PR #385, opened 2024-04-16
Fix handling of memory limit

saghul:
Default to 0, which is "disabled", just like the stack limit.

### DIFF
--- a/qjs.c
+++ b/qjs.c
@@ -199,7 +199,8 @@ static void *js_trace_malloc(JSMallocState *s, size_t size)
     /* Do not allocate zero bytes: behavior is platform dependent */
     assert(size != 0);
 
-    if (unlikely(s->malloc_size + size > s->malloc_limit))
+    /* When malloc_limit is 0 (unlimited), malloc_limit - 1 will be SIZE_MAX. */
+    if (unlikely(s->malloc_size + size > s->malloc_limit - 1))
         return NULL;
     ptr = malloc(size);
     js_trace_malloc_printf(s, "A %zd -> %p\n", size, ptr);
@@ -238,7 +239,8 @@ static void *js_trace_realloc(JSMallocState *s, void *ptr, size_t size)
         free(ptr);
         return NULL;
     }
-    if (s->malloc_size + size - old_size > s->malloc_limit)
+    /* When malloc_limit is 0 (unlimited), malloc_limit - 1 will be SIZE_MAX. */
+    if (s->malloc_size + size - old_size > s->malloc_limit - 1)
         return NULL;
 
     js_trace_malloc_printf(s, "R %zd %p", size, ptr);
@@ -295,10 +297,10 @@ int main(int argc, char **argv)
     int module = -1;
     int load_std = 0;
     int dump_unhandled_promise_rejection = 0;
-    size_t memory_limit = 0;
     char *include_list[32];
     int i, include_count = 0;
-    size_t stack_size = 0;
+    int64_t memory_limit = -1;
+    int64_t stack_size = -1;
 
     argv0 = (JSCFunctionListEntry)JS_PROP_STRING_DEF("argv0", argv[0],
                                                      JS_PROP_C_W_E);
@@ -403,7 +405,7 @@ int main(int argc, char **argv)
                     opt_arg = argv[optind++];
                 }
                 // TODO(chqrlie): accept kmg suffixes
-                memory_limit = (size_t)strtod(opt_arg, NULL);
+                memory_limit = strtoull(opt_arg, NULL, 0);
                 break;
             }
             if (!strcmp(longopt, "stack-size")) {
@@ -415,7 +417,7 @@ int main(int argc, char **argv)
                     opt_arg = argv[optind++];
                 }
                 // TODO(chqrlie): accept kmg suffixes
-                stack_size = (size_t)strtod(opt_arg, NULL);
+                stack_size = strtoull(opt_arg, NULL, 0);
                 break;
             }
             if (opt) {
@@ -437,10 +439,10 @@ int main(int argc, char **argv)
         fprintf(stderr, "qjs: cannot allocate JS runtime\n");
         exit(2);
     }
-    if (memory_limit != 0)
-        JS_SetMemoryLimit(rt, memory_limit);
-    if (stack_size != 0)
-        JS_SetMaxStackSize(rt, stack_size);
+    if (memory_limit >= 0)
+        JS_SetMemoryLimit(rt, (size_t)memory_limit);
+    if (stack_size >= 0)
+        JS_SetMaxStackSize(rt, (size_t)stack_size);
     if (dump_flags != 0)
         JS_SetDumpFlags(rt, dump_flags);
     js_std_set_worker_new_context_func(JS_NewCustomContext);
--- a/qjs.c
+++ b/qjs.c
@@ -96,6 +96,35 @@ static int eval_file(JSContext *ctx, const char *filename, int module)
     return ret;
 }
 
+static int64_t parse_limit(const char *arg) {
+    char *p;
+    unsigned long unit = 1024; /* default to traditional KB */
+    double d = strtod(arg, &p);
+
+    if (p == arg) {
+        fprintf(stderr, "Invalid limit: %s\n", arg);
+        return -1;
+    }
+
+    if (*p) {
+        switch (*p++) {
+        case 'b': case 'B': unit = 1UL <<  0; break;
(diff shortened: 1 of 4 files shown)


quickjs.c
```diff
@@ -1617,7 +1617,7 @@ JSRuntime *JS_NewRuntime2(const JSMallocFunctions *mf, void *opaque)
 
     memset(&ms, 0, sizeof(ms));
     ms.opaque = opaque;
-    ms.malloc_limit = -1;
+    ms.malloc_limit = 0;
```
saghul: Not sure if the original intentio here was to set it to SIZE_MAX, but it feels kinda wrong.

qjs.c
```diff
@@ -403,7 +403,7 @@ int main(int argc, char **argv)
                     opt_arg = argv[optind++];
                 }
                 // TODO(chqrlie): accept kmg suffixes
-                memory_limit = (size_t)strtod(opt_arg, NULL);
+                memory_limit = (int)atoi(opt_arg);
                 break;
```
chqrlie: This looks wrong to me: `memory_limit` should be a `size_t` to handle limits larger than 2GB.  I suggest using `strtoull(opt_arg, NULL, 0)`.  Handing suffixes for kilo-, mega- and gigabytes would be nice.
What is the unit for similar settings in `node` ?

qjs.c
```diff
@@ -415,7 +415,7 @@ int main(int argc, char **argv)
                     opt_arg = argv[optind++];
                 }
                 // TODO(chqrlie): accept kmg suffixes
-                stack_size = (size_t)strtod(opt_arg, NULL);
+                stack_size = (int)atoi(opt_arg);
                 break;
```
chqrlie: Same remark

qjs.c
```diff
@@ -437,10 +437,10 @@ int main(int argc, char **argv)
...
         exit(2);
     }
-    if (memory_limit != 0)
-        JS_SetMemoryLimit(rt, memory_limit);
-    if (stack_size != 0)
-        JS_SetMaxStackSize(rt, stack_size);
+    if (memory_limit > 0)
+        JS_SetMemoryLimit(rt, (size_t)memory_limit);
+    if (stack_size > 0)
+        JS_SetMaxStackSize(rt, (size_t)stack_size);
```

• _Exercise_:
Print out all the material above, unaltered.

• _Exercise result_:
PR #385, opened 2024-04-16
Fix handling of memory limit

saghul:
Default to 0, which is "disabled", just like the stack limit.

### DIFF
--- a/qjs.c
+++ b/qjs.c
@@ -199,7 +199,8 @@ static void *js_trace_malloc(JSMallocState *s, size_t size)
     /* Do not allocate zero bytes: behavior is platform dependent */
     assert(size != 0);
 
-    if (unlikely(s->malloc_size + size > s->malloc_limit))
+    /* When malloc_limit is 0 (unlimited), malloc_limit - 1 will be SIZE_MAX. */
+    if (unlikely(s->malloc_size + size > s->malloc_limit - 1))
         return NULL;
     ptr = malloc(size);
     js_trace_malloc_printf(s, "A %zd -> %p\n", size, ptr);
@@ -238,7 +239,8 @@ static void *js_trace_realloc(JSMallocState *s, void *ptr, size_t size)
         free(ptr);
         return NULL;
     }
-    if (s->malloc_size + size - old_size > s->malloc_limit)
+    /* When malloc_limit is 0 (unlimited), malloc_limit - 1 will be SIZE_MAX. */
+    if (s->malloc_size + size - old_size > s->malloc_limit - 1)
         return NULL;
 
     js_trace_malloc_printf(s, "R %zd %p", size, ptr);
@@ -295,10 +297,10 @@ int main(int argc, char **argv)
     int module = -1;
     int load_std = 0;
     int dump_unhandled_promise_rejection = 0;
-    size_t memory_limit = 0;
     char *include_list[32];
     int i, include_count = 0;
-    size_t stack_size = 0;
+    int64_t memory_limit = -1;
+    int64_t stack_size = -1;
 
     argv0 = (JSCFunctionListEntry)JS_PROP_STRING_DEF("argv0", argv[0],
                                                      JS_PROP_C_W_E);
@@ -403,7 +405,7 @@ int main(int argc, char **argv)
                     opt_arg = argv[optind++];
                 }
                 // TODO(chqrlie): accept kmg suffixes
-                memory_limit = (size_t)strtod(opt_arg, NULL);
+                memory_limit = strtoull(opt_arg, NULL, 0);
                 break;
             }
             if (!strcmp(longopt, "stack-size")) {
@@ -415,7 +417,7 @@ int main(int argc, char **argv)
                     opt_arg = argv[optind++];
                 }
                 // TODO(chqrlie): accept kmg suffixes
-                stack_size = (size_t)strtod(opt_arg, NULL);
+                stack_size = strtoull(opt_arg, NULL, 0);
                 break;
             }
             if (opt) {
@@ -437,10 +439,10 @@ int main(int argc, char **argv)
         fprintf(stderr, "qjs: cannot allocate JS runtime\n");
         exit(2);
     }
-    if (memory_limit != 0)
-        JS_SetMemoryLimit(rt, memory_limit);
-    if (stack_size != 0)
-        JS_SetMaxStackSize(rt, stack_size);
+    if (memory_limit >= 0)
+        JS_SetMemoryLimit(rt, (size_t)memory_limit);
+    if (stack_size >= 0)
+        JS_SetMaxStackSize(rt, (size_t)stack_size);
     if (dump_flags != 0)
         JS_SetDumpFlags(rt, dump_flags);
     js_std_set_worker_new_context_func(JS_NewCustomContext);
--- a/qjs.c
+++ b/qjs.c
@@ -96,6 +96,35 @@ static int eval_file(JSContext *ctx, const char *filename, int module)
     return ret;
 }
 
+static int64_t parse_limit(const char *arg) {
+    char *p;
+    unsigned long unit = 1024; /* default to traditional KB */
+    double d = strtod(arg, &p);
+
+    if (p == arg) {
+        fprintf(stderr, "Invalid limit: %s\n", arg);
+        return -1;
+    }
+
+    if (*p) {
+        switch (*p++) {
+        case 'b': case 'B': unit = 1UL <<  0; break;
(diff shortened: 1 of 4 files shown)


quickjs.c
```diff
@@ -1617,7 +1617,7 @@ JSRuntime *JS_NewRuntime2(const JSMallocFunctions *mf, void *opaque)
 
     memset(&ms, 0, sizeof(ms));
     ms.opaque = opaque;
-    ms.malloc_limit = -1;
+    ms.malloc_limit = 0;
```
saghul: Not sure if the original intentio here was to set it to SIZE_MAX, but it feels kinda wrong.

qjs.c
```diff
@@ -403,7 +403,7 @@ int main(int argc, char **argv)
                     opt_arg = argv[optind++];
                 }
                 // TODO(chqrlie): accept kmg suffixes
-                memory_limit = (size_t)strtod(opt_arg, NULL);
+                memory_limit = (int)atoi(opt_arg);
                 break;
```
chqrlie: This looks wrong to me: `memory_limit` should be a `size_t` to handle limits larger than 2GB.  I suggest using `strtoull(opt_arg, NULL, 0)`.  Handing suffixes for kilo-, mega- and gigabytes would be nice.
What is the unit for similar settings in `node` ?

qjs.c
```diff
@@ -415,7 +415,7 @@ int main(int argc, char **argv)
                     opt_arg = argv[optind++];
                 }
                 // TODO(chqrlie): accept kmg suffixes
-                stack_size = (size_t)strtod(opt_arg, NULL);
+                stack_size = (int)atoi(opt_arg);
                 break;
```
chqrlie: Same remark

qjs.c
```diff
@@ -437,10 +437,10 @@ int main(int argc, char **argv)
...
         exit(2);
     }
-    if (memory_limit != 0)
-        JS_SetMemoryLimit(rt, memory_limit);
-    if (stack_size != 0)
-        JS_SetMaxStackSize(rt, stack_size);
+    if (memory_limit > 0)
+        JS_SetMemoryLimit(rt, (size_t)memory_limit);
+    if (stack_size > 0)
+        JS_SetMaxStackSize(rt, (size_t)stack_size);
```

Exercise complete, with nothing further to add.